◆ **THE DATA**:
PR #3719, opened 2022-09-30
Update two-factor submodule

rebeccahum:
## Description
Bump to latest version 7.2

### Plugin Updated: Two-Factor

We upgraded Two-Factor to 7.2


jesse-greathouse (approved):
👍

PR #3742, opened 2022-10-06
Sync Site Details when the siteurl/home changes

andrea-sdl:
## Description
This PR improves the SDS syncing by adding a sync when the `siteurl/home changes`
This change should support both single and multisites.

### Improved Site Details sync

Small improvements in the site details sync to trigger a sync when the home/siteurl changes.

## Checklist

## Steps to Test

*Single site*

1. Update the home/siteurl of a site `wp option update siteurl 'http://example.com' && wp option update home 'http://example.com'` 
1. Check that the SDS endpoint has been call and that the data has changed.

*Network site*

1. Update the home/siteurl of a site `wp option update siteurl 'http://example.com' --url=<your-old-url> && wp option update home 'http://example.com'  --url=<your-old-url>` 
1. Check that the SDS endpoint has been call and that the data has changed.


config/class-sync.php
```diff
@@ -63,7 +77,43 @@ public function filter_cron_schedules( $schedule ) {
...
+				// Using the cron protects us from data consistency issues
+				if ( ! wp_next_scheduled( self::CRON_EVENT_NAME, [ 'is_faster_cron' => true ] ) ) {
+					wp_schedule_single_event( time() + 1, self::CRON_EVENT_NAME, [ 'is_faster_cron' => true ] );
+				}
+				restore_current_blog();
+			}
+		}
+
+		if ( false !== array_search( $original_blog_id, $this->blogs_to_sync ) ) {
+			if ( function_exists( 'fastcgi_finish_request' ) ) {
```
rinatkhaziev: This block should be moved to the top of the method because everything below is expensive too (especially switch_to_blog/restore_current_blog)

config/class-sync.php
```diff
@@ -12,6 +12,11 @@ class Sync {
 
 	const JETPACK_PRIVACY_SETTINGS_SYNC_STATUS_OPTION_NAME = 'vip_config_jetpack_privacy_settings_synced_value';
 
+	/**
+	 * @var array List of blogIDs that need a sync
+	 */
+	private $blogs_to_sync = [];
```
rinatkhaziev, line 22: If we use an associative array `[ $blog_id => $blog_id,  $blog_2_id => $blog_2_id ]`  we can reduce check's complexity to O(1): 
instead of `array_search` or `is_array` this becomes a simple `isset( $this->blog_ids_to_sync[ get_current_blog_id() ] )`

rinatkhaziev (changes requested):
Thanks, looking mostly good, but left some inline feedback

config/class-sync.php
WPprodigy: This list should never be big, in fact I'm not sure that it will ever be more than 1 - at least through core functionality. It's either the blog you are on, or another blog being updated in network admin. Pretty sure the only way it grows is through custom code that loops through blogs and does an update.

Even in that case though, with 10k entries we're still talking milliseconds. I'd argue if it's worth the complexity & memory difference. But also, neither is large enough to matter either 😆

config/class-sync.php
andrea-sdl: @rinatkhaziev moved up in https://github.com/Automattic/vip-go-mu-plugins/pull/3742/commits/9af15e80e1088b8aaf620612ab6a437937ce82ea 
I also like the idea that we run this _before_ the `switch_to_blog`.

config/class-sync.php
andrea-sdl: @rinatkhaziev I don't have strong opinions on either implementation. Is this a blocker for you?

rinatkhaziev: yikes, missed I this comment, sorry! @andrea-sdl

rinatkhaziev (dismissed):

rinatkhaziev (dismissed):

config/class-sync.php
```diff
@@ -22,17 +32,27 @@ public static function instance() {
...
 
 	public function maybe_setup_cron() {
 		add_filter( 'cron_schedules', [ $this, 'filter_cron_schedules' ] ); // phpcs:ignore WordPress.WP.CronInterval.ChangeDetected
 		add_action( self::CRON_EVENT_NAME, [ $this, 'do_cron' ] );
 
 		// Only register cron event from admin or CLI, to keep it out of frontend request path
-		$is_cli = defined( 'WP_CLI' ) && WP_CLI;
-
-		if ( ! is_admin() && ! $is_cli ) {
+		if ( ! is_admin() && ! Context::is_wp_cli() ) {
```
andrea-sdl, line 57: @WPprodigy do you see any problems moving the `$is_cli` to the `Context::is_wp_cli()`?

config/class-sync.php
```diff
@@ -63,7 +83,65 @@ public function filter_cron_schedules( $schedule ) {
...
-	public function do_cron() {
+	public function get_blogs_to_sync() {
+		return $this->blogs_to_sync;
+	}
+
+	public function queue_sync_for_blog() {
+		// Queue the sync only from admin or CLI, to keep it out of frontend request path
+		if ( ! is_admin() && ! Context::is_wp_cli() ) {
+			return;
+		}
```
andrea-sdl, line 96: @WPprodigy @rinatkhaziev one thing I've also added is to not queue the sync if we're not on admin/WP CLI, like we already do for the `maybe_setup_cron`. 

I didn't include this into the `init_listener` primarily to make it easier to test (I was having troubles defining the test to check that the behavior would actually change if we're not on WP CLI)

config/class-sync.php
```diff
@@ -63,7 +83,65 @@ public function filter_cron_schedules( $schedule ) {
...
+		$needs_sync = false;
+
+		// Check if the current request changed important data on this blog.
+		$blog_had_changes = false !== array_search( $this->original_blog_id, $this->blogs_to_sync );
+		if ( $blog_had_changes ) {
+			$needs_sync = true;
+		}
+
+		if ( $needs_sync && ! $this->is_sync_ratelimited() ) {
```
andrea-sdl, line 117: rate-limiting the sync ( @WPprodigy suggestion )

config/class-sync.php
```diff
@@ -63,7 +83,65 @@ public function filter_cron_schedules( $schedule ) {
...
+	public function queue_sync_for_blog() {
+		// Queue the sync only from admin or CLI, to keep it out of frontend request path
+		if ( ! is_admin() && ! Context::is_wp_cli() ) {
+			return;
+		}
+		$blog_id = get_current_blog_id();
+
+		// To avoid performance issues, don't add if the count would surpass BLOGS_TO_SYNC_LIMIT.
+		// Can rely on the default cron schedules to sync the rest.
+		if ( count( $this->blogs_to_sync ) >= self::BLOGS_TO_SYNC_LIMIT ) {
```
andrea-sdl, line 100: We will also limit the number of blogs we sync via a cron trigger, to limit inadvertently triggering a mass update on SDS that might cause problems.

We will rely on our cronjobs for when there is a mass update.

config/class-sync.php
```diff
@@ -22,17 +32,27 @@ public static function instance() {
 	}
 
 	public function init() {
+		// Saving the initial blog_id in the init to be extra sure nobody changed it later on via a switch_to_blog().
+		$this->original_blog_id = get_current_blog_id();
```
andrea-sdl: @WPprodigy I'm not sure if placing this here is early enough or if we should add it even before the init, to make sure we are getting the "first blog_id". Ideas?

WPprodigy: This should be good, happens on the `init` WP hook right now which is quite early. If we want to be really safe, could make sure it can't be re-set (in case some code triggers the hook again). So something like this perhaps would be good:

```
if ( is_null( $this->original_blog_id ) ) {
	$this->original_blog_id = get_current_blog_id();
}
```

config/class-sync.php
WPprodigy: Nope, I like the change :)

config/class-sync.php
WPprodigy: I like the restriction as it brings about some extra safety.

There's a (small) chance the option is updated via REST/XMLRPC endpoints, which we wouldn't catch here. Maybe that's an okay trade-off though. (Like you said earlier, we can always rely on the normal cron schedule to catch)

Also, `is_admin()` does unfortunately include frontend (possibly unauthenticated) AJAX requests. We do need to support authenticated admin ajax requests though since that is a likely route used for updating options in the admin.

config/class-sync.php
```diff
@@ -63,7 +83,65 @@ public function filter_cron_schedules( $schedule ) {
...
+		if ( count( $this->blogs_to_sync ) == 0 ) {
+			return;
+		}
+		$needs_sync = false;
+
+		// Check if the current request changed important data on this blog.
+		$blog_had_changes = false !== array_search( $this->original_blog_id, $this->blogs_to_sync );
+		if ( $blog_had_changes ) {
+			$needs_sync = true;
+		}
```
WPprodigy:
```suggestion
		if ( 0 === count( $this->blogs_to_sync ) ) {
			return;
		}

		$needs_sync = false !== array_search( $this->original_blog_id, $this->blogs_to_sync );
```

config/class-sync.php
andrea-sdl: Change added in https://github.com/Automattic/vip-go-mu-plugins/pull/3742/commits/d1755d951d6421890ff5fd06801b4ad93a8ac4a6

config/class-sync.php
```diff
@@ -63,7 +85,61 @@ public function filter_cron_schedules( $schedule ) {
...
+				// Avoid syncing in this request as switch_to_blog() is not reliable for gaining the full state (plugins, etc).
+				if ( ! wp_next_scheduled( self::CRON_EVENT_NAME, [ 'is_faster_cron' => true ] ) ) {
+					wp_schedule_single_event( time() + 1, self::CRON_EVENT_NAME, [ 'is_faster_cron' => true ] );
+				}
+
+				restore_current_blog();
+			}
+		}
+		//clearing the sync queue after the run so that we don't sync the same blog twice
+		$this->blogs_to_sync = array();
```
andrea-sdl: @WPprodigy I've also added this to clear the sync queue after we're done with it. If there is a slight possibility that the function might get triggered more than once then I want to be sure it's not sending double the notifications it needs.

config/class-sync.php
WPprodigy: Nope, I like the change!

WPprodigy (dismissed):
Did some testing, looking good!

PR #3772, opened 2022-10-12
Use a different approach to run WP Core Tests

sjinks:
WP 6 changed the way how the tests should be run. This PR modified the workflow to run the tests properly.


sjinks:
The "Run WP Core Tests" jobs should be ignored - they are to be replaced with the "CI (WP Core) / Run WP Core Tests" job.

Once this PR is merged, I will update branch protection rules.

jesse-greathouse (approved):
LGTM 👍

PR #3776, opened 2022-10-12
CANTINA-911: add support for touch()

sjinks:
## Description

This PR adds support for the `touch()` function to our VIP Filesystem Wrapper.

### Plugin Updated: VIP File Service

Added support for the `touch()` function to the `vip://` filesystem wrapper,

## Checklist

### DIFF
--- a/files/class-api-client.php
+++ b/files/class-api-client.php
@@ -4,8 +4,8 @@ namespace Automattic\VIP\Files;
 
 use WP_Error;
 
-require __DIR__ . '/class-curl-streamer.php';
-require __DIR__ . '/class-api-cache.php';
+require_once __DIR__ . '/class-curl-streamer.php';
+require_once __DIR__ . '/class-api-cache.php';
 
 function new_api_client() {
 	return new API_Client(
--- a/files/class-vip-filesystem-stream-wrapper.php
+++ b/files/class-vip-filesystem-stream-wrapper.php
@@ -105,7 +105,7 @@ class VIP_Filesystem_Stream_Wrapper {
 	/**
 	 * Flush empty file flag
 	 *
-	 * Flag to determine if an empty file should be flushed to the 
+	 * Flag to determine if an empty file should be flushed to the
 	 * Filesystem.
 	 *
 	 * @since   1.0.0
@@ -694,9 +694,25 @@ class VIP_Filesystem_Stream_Wrapper {
 	 * @return  bool
 	 */
 	public function stream_metadata( $path, $option, $value ) {
-		$this->debug( sprintf( 'stream_metadata =>  %s + %s + %s', $path, $option, $value ) );
+		$this->debug( sprintf( 'stream_metadata =>  %s + %s + %s', $path, $option, json_encode( $value ) ) );   // phpcs:ignore WordPress.WP.AlternativeFunctions.json_encode_json_encode
 
-		return false;
+		switch ( $option ) {
+			case STREAM_META_TOUCH:
+				if ( false === file_exists( $path ) ) {
+					$file = fopen( $path, 'w' );    // phpcs:ignore WordPress.WP.AlternativeFunctions.file_system_read_fopen
+					if ( is_resource( $file ) ) {
+						fclose( $file );
+						return true;
+					}
+
+					return false;
+				}
+
+				return true;
+
+			default:
+				return false;
+		}
 	}
 
 	/**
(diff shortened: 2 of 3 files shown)


files/class-api-client.php
```diff
@@ -4,8 +4,8 @@
 
 use WP_Error;
 
-require __DIR__ . '/class-curl-streamer.php';
-require __DIR__ . '/class-api-cache.php';
+require_once __DIR__ . '/class-curl-streamer.php';
+require_once __DIR__ . '/class-api-cache.php';
```
sjinks, line 8: Unrelated, but SonarCloud insisted on that change :-(

files/class-vip-filesystem-stream-wrapper.php
```diff
@@ -694,9 +694,23 @@ public function mkdir( $path, $mode, $options ) {
 	 * @return  bool
 	 */
 	public function stream_metadata( $path, $option, $value ) {
-		$this->debug( sprintf( 'stream_metadata =>  %s + %s + %s', $path, $option, $value ) );
+		$this->debug( sprintf( 'stream_metadata =>  %s + %s + %s', $path, $option, json_encode( $value ) ) );   // phpcs:ignore WordPress.WP.AlternativeFunctions.json_encode_json_encode
```
sjinks, line 698: `$value` can be an array; `json_encode()` is used to avoid "array to string conversion" warnings.

files/class-vip-filesystem-stream-wrapper.php
```diff
@@ -694,9 +694,25 @@ public function mkdir( $path, $mode, $options ) {
...
+			case STREAM_META_TOUCH:
+				if ( false === file_exists( $path ) ) {
+					$file = fopen( $path, 'w' );    // phpcs:ignore WordPress.WP.AlternativeFunctions.file_system_read_fopen
+					if ( is_resource( $file ) ) {
+						fclose( $file );
+						return true;
+					}
+
+					return false;
+				}
```
sjinks, line 710: This seems to be the simplest way to implement `touch()`: `file_exists()` will skip downloading the file if it exists; `fopen()` will create an empty file, and then `fclose()` will make sure that the empty file is uploaded to the server.

If we skip `file_exists()`, I suspect the system will download the file if it exists, which might not be desirable for large files.

files/class-vip-filesystem-stream-wrapper.php
```diff
@@ -114,6 +114,8 @@ class VIP_Filesystem_Stream_Wrapper {
 	 */
 	private $should_flush_empty;
 
+	public static ?API_Client $default_client = null;
```
sjinks, line 117: This is to make this class more testable. If we call the FS-related function in the `vip://` inside the class, it will be difficult to override the client without this change.

files/class-vip-filesystem-stream-wrapper.php
```diff
@@ -694,9 +695,25 @@ public function mkdir( $path, $mode, $options ) {
...
-		$this->debug( sprintf( 'stream_metadata =>  %s + %s + %s', $path, $option, $value ) );
+		$this->debug( sprintf( 'stream_metadata =>  %s + %s + %s', $path, $option, json_encode( $value ) ) );   // phpcs:ignore WordPress.WP.AlternativeFunctions.json_encode_json_encode
 
-		return false;
+		switch ( $option ) {
+			case STREAM_META_TOUCH:
+				if ( false === file_exists( $path ) ) {
+					$file = fopen( $path, 'w' );    // phpcs:ignore WordPress.WP.AlternativeFunctions.file_system_read_fopen
+					if ( is_resource( $file ) ) {
+						fclose( $file );
```
rebeccahum, line 705: What if `fclose()` returns `false`?

rebeccahum (changes requested):

files/class-vip-filesystem-stream-wrapper.php
sjinks: Then I will be very sad :-(

But jokes aside, the file is empty - there are no writes, I don't think it is possible for the filesystem to return an `ENOSPC` error.

Anyway, `fopen()` and `fclose()` will be handled by the methods of our FS wrapper; in case of an error, they will show error messages; I don't think we need to duplicate them here.

The `is_resource()` check is only to avoid calling `fclose()` on an invalid file descriptor - to avoid further errors.

rebeccahum (approved):

PR #3782, opened 2022-10-17
Stale GH workflow: Bump time for stale and close

rebeccahum:
## Description
Seeing too many issues that are still applicable being closed and marked stale when we haven't been able to get to them yet. We should bump the time to account for that.


sjinks (approved):
But do we really need this workflow at all?

rebeccahum:
In theory, I think the workflow is a nice reminder to keep us on top of issues...if we are finding that we are re-marking and re-opening things, we might have to remove it in the future.

PR #3799, opened 2022-10-20
refactor: Move all E2E stuff to __tests__/e2e

sjinks:
This PR moves all the stuff related to our E2E tests into `__tests__/e2e` directory.

This will help us keep our root `package.json` clean and reduce execution time for workflows that need to set up Node.js dependencies (for example, they won't have to download 100+ MB of Chromium which is a dependency of Playwright).

The next step will be to move ES E2E stuff to a separate directory.

We also update VIP CLI to 2.20.0; this also tests the `vip dev-env`-related things.

As a bonus, it is now possible to run E2E tests locally by running `npm test` from `__tests__/e2e` directory (you may need to do `npm ci` first to install the dependencies).


jesse-greathouse (approved):
👍

PR #1, opened 2025-01-09
tests: add integration tests

sd2k:
This updates the Grafana service in the docker-compose file to have some
dashboards and datasources provisioned, then adds some integration tests
for each tool to the test suite. These can be run by adding the
`--integration-tests` flag to the `pytest` invocation.

There are also tests for cloud-only functionality (i.e. Grafana Incident)
which can be run by adding the `--cloud-only` flag to the `pytest`
invocation. ~These aren't currently run in CI as I need to set up a suitable cloud instance.~

### DIFF
--- a/.github/workflows/cloud.yml
+++ b/.github/workflows/cloud.yml
@@ -34,5 +34,6 @@ jobs:
       - name: Run tests
         run: uv run pytest tests --cloud
         env:
-          GRAFANA_URL: ${{ secrets.CLOUD_GRAFANA_URL }}
+          # E.g. https://mcptests.grafana-dev.net.
+          GRAFANA_URL: ${{ vars.CLOUD_GRAFANA_URL }}
           GRAFANA_API_KEY: ${{ secrets.CLOUD_GRAFANA_API_KEY }}


.github/workflows/cloud.yml
```diff
@@ -0,0 +1,38 @@
...
+        run: uv sync --all-extras --all-groups
+
+      - name: Run ruff
+        run: uv run ruff check .
+
+      - name: Run tests
+        run: uv run pytest tests --cloud
+        env:
+          GRAFANA_URL: ${{ secrets.CLOUD_GRAFANA_URL }}
+          GRAFANA_API_KEY: ${{ secrets.CLOUD_GRAFANA_API_KEY }}
```
annanay25: can we add a comment on which instance this is? will be helpful in debugging.

tests/tools/incident_test.py
```diff
@@ -0,0 +1,22 @@
+import json
+
+from mcp_grafana.tools.incident import list_incidents, ListIncidentsArguments
+
+from . import mark_cloud
+
+pytestmark = mark_cloud
```
annanay25, line 9:
```suggestion
# All tests in this file require a cloud Grafana instance and
# an asynchronous event loop.
pytestmark = mark_cloud
```

just for completeness!

.github/workflows/cloud.yml
sd2k: Done, switched to a variable instead of a secret too :+1:

PR #6, opened 2025-01-10
tests: add more varied tests for Prometheus queries

sd2k:
Also fixes some minor issues along the way.

### DIFF
--- a/src/mcp_grafana/tools/prometheus.py
+++ b/src/mcp_grafana/tools/prometheus.py
@@ -22,8 +22,8 @@ async def query_prometheus(
     datasource_uid: str,
     expr: str,
     start_rfc3339: str,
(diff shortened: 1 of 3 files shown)


src/mcp_grafana/tools/prometheus.py
```diff
@@ -38,8 +38,13 @@ async def query_prometheus(
     step_seconds: The time series step size in seconds. Ignored if `query_type` is 'instant'.
     query_type: The type of query to use. Either 'range' or 'instant'.
     """
+    if query_type == "range" and (end_rfc3339 is None or step_seconds is None):
```
annanay25, line 41: hmmm. should we add some checks on `expr`/`start_rfc3339` for an instant query too?

PR #8, opened 2025-01-10
refactor: rename some Prometheus-based tools to 'list' rather than 'get'

sd2k:
Several of these tools actually return lists of things, so for
consistency let's rename them to 'list' rather than 'get'.

This also changes some of the tools to have default values for the
'limit' parameter to limit the amount of data returned to the LLM.

### DIFF
--- a/src/mcp_grafana/tools/prometheus.py
+++ b/src/mcp_grafana/tools/prometheus.py
@@ -137,7 +137,7 @@ async def list_prometheus_label_names(
     matches: Optionally, a list of label matchers to filter the results by.
     start: Optionally, the start time of the time range to filter the results by.
     end: Optionally, the end time of the time range to filter the results by.
-    limit: Optionally, the maximum number of results to return.
+    limit: Optionally, the maximum number of results to return. Defaults to 100.
     """
     response = await grafana_client.list_prometheus_label_names(
         datasource_uid,
@@ -167,7 +167,7 @@ async def list_prometheus_label_values(
     matches: Optionally, a list of selectors to filter the results by.
     start: Optionally, the start time of the query.
     end: Optionally, the end time of the query.
-    limit: Optionally, the maximum number of results to return.
+    limit: Optionally, the maximum number of results to return. Defaults to 100.
     """
     response = await grafana_client.list_prometheus_label_values(
         datasource_uid,
--- a/tests/tools/prometheus_test.py
+++ b/tests/tools/prometheus_test.py
@@ -48,14 +48,14 @@ async def test_list_prometheus_metric_metadata():
 
 
 async def test_list_prometheus_metric_names():
-    # Test listing list of available metric names
+    # Test listing available metric names
     metric_names = await list_prometheus_metric_names("robustperception", ".*")
     assert isinstance(metric_names, list)
     assert len(metric_names) > 0
 
 
 async def test_list_prometheus_label_names():
-    # Test listting list of label names for a metric
+    # Test listing label names for a metric
     label_names = await list_prometheus_label_names(
         "robustperception",
         [Selector(filters=[LabelMatcher(name="job", value="node")])],
@@ -66,7 +66,7 @@ async def test_list_prometheus_label_names():
 
 
 async def test_list_prometheus_label_values():
-    # Test listting values for a specific label
+    # Test listing values for a specific label
     label_values = await list_prometheus_label_values("robustperception", "job")
     assert isinstance(label_values, list)
     assert len(label_values) > 0


src/mcp_grafana/tools/prometheus.py
```diff
@@ -87,39 +89,46 @@ async def get_prometheus_metric_metadata(
     )
 
 
-async def get_prometheus_metric_names(
+async def list_prometheus_metric_names(
     datasource_uid: str,
     regex: str,
+    limit: int = 10,
```
annanay25, line 95: Wondering if we should retain the default behaviour of this particular function to be the same as the Prometheus API, ie. return all results by default. Maybe we can set default to `-1`? That would ensure it works as-expected for everyone to begin with.

src/mcp_grafana/tools/prometheus.py
```diff
@@ -130,7 +139,7 @@ async def get_prometheus_label_names(
     end: Optionally, the end time of the time range to filter the results by.
     limit: Optionally, the maximum number of results to return.
```
annanay25:
```suggestion
    limit: Optionally, the maximum number of results to return. Defaults to 100.
```

src/mcp_grafana/tools/prometheus.py
```diff
@@ -160,7 +169,7 @@ async def get_prometheus_label_values(
     end: Optionally, the end time of the query.
     limit: Optionally, the maximum number of results to return.
```
annanay25:
```suggestion
    limit: Optionally, the maximum number of results to return. Defaults to 100.
```

tests/tools/prometheus_test.py
```diff
@@ -41,23 +41,22 @@ async def test_query_prometheus_range(step_seconds):
...
-    metadata = await get_prometheus_metric_metadata("robustperception", 10)
+    metadata = await list_prometheus_metric_metadata("robustperception", 10)
     assert 0 < len(metadata) <= 10
 
 
-async def test_get_prometheus_metric_names():
-    # Test getting list of available metric names
-    metric_names = await get_prometheus_metric_names("robustperception", ".*")
+async def test_list_prometheus_metric_names():
+    # Test listing list of available metric names
```
annanay25:
```suggestion
    # Test listing available metric names
```

tests/tools/prometheus_test.py
```diff
@@ -41,23 +41,22 @@ async def test_query_prometheus_range(step_seconds):
...
     assert isinstance(metric_names, list)
     assert len(metric_names) > 0
-    assert "up" in metric_names  # 'up' metric should always be present
 
 
-async def test_get_prometheus_label_names():
-    # Test getting list of label names for a metric
-    label_names = await get_prometheus_label_names(
+async def test_list_prometheus_label_names():
+    # Test listting list of label names for a metric
```
annanay25:
```suggestion
    # Test listing label names for a metric
```

tests/tools/prometheus_test.py
```diff
@@ -66,8 +65,8 @@ async def test_get_prometheus_label_names():
     assert "instance" in label_names  # 'instance' is a common label
 
 
-async def test_get_prometheus_label_values():
-    # Test getting values for a specific label
-    label_values = await get_prometheus_label_values("robustperception", "job")
+async def test_list_prometheus_label_values():
+    # Test listting values for a specific label
```
annanay25:
```suggestion
    # Test listing values for a specific label
```

tests/tools/prometheus_test.py
```diff
@@ -41,23 +41,22 @@ async def test_query_prometheus_range(step_seconds):
...
 
-async def test_get_prometheus_metric_names():
-    # Test getting list of available metric names
-    metric_names = await get_prometheus_metric_names("robustperception", ".*")
+async def test_list_prometheus_metric_names():
+    # Test listing list of available metric names
+    metric_names = await list_prometheus_metric_names("robustperception", ".*")
     assert isinstance(metric_names, list)
     assert len(metric_names) > 0
-    assert "up" in metric_names  # 'up' metric should always be present
```
annanay25, line 55: i thought this was a nice assertion, but all good

sd2k: It doesn't appear now we have the limit 😅

src/mcp_grafana/tools/prometheus.py
sd2k: I'm slightly concerned about blowing up the context window if we return everything... maybe we could provide a more high level tool which does more interesting filtering though/pagination?

annanay25: Ok I think its fine to proceed with the limit then 👍

PR #11, opened 2025-01-16
ci: remove publishing to testpypi

sd2k:
We can't run uv publish on every commit because the version in
pyproject.toml doesn't change that frequently, and the command
fails if we try to upload different files to the previous version.

The only way this would work is if we changed the version prior
to running uv publish, which would result in us running out of
space in testpypi, so just don't bother now we have the publish
pipeline working.


annanay25 (approved):
sounds good 👍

◆ **EXERCISE DIRECTIONS**: In the entries above, which lines hold the word "just"? Copy them out.

◆ **WRITTEN REPLY**:
just for completeness!
space in testpypi, so just don't bother now we have the publish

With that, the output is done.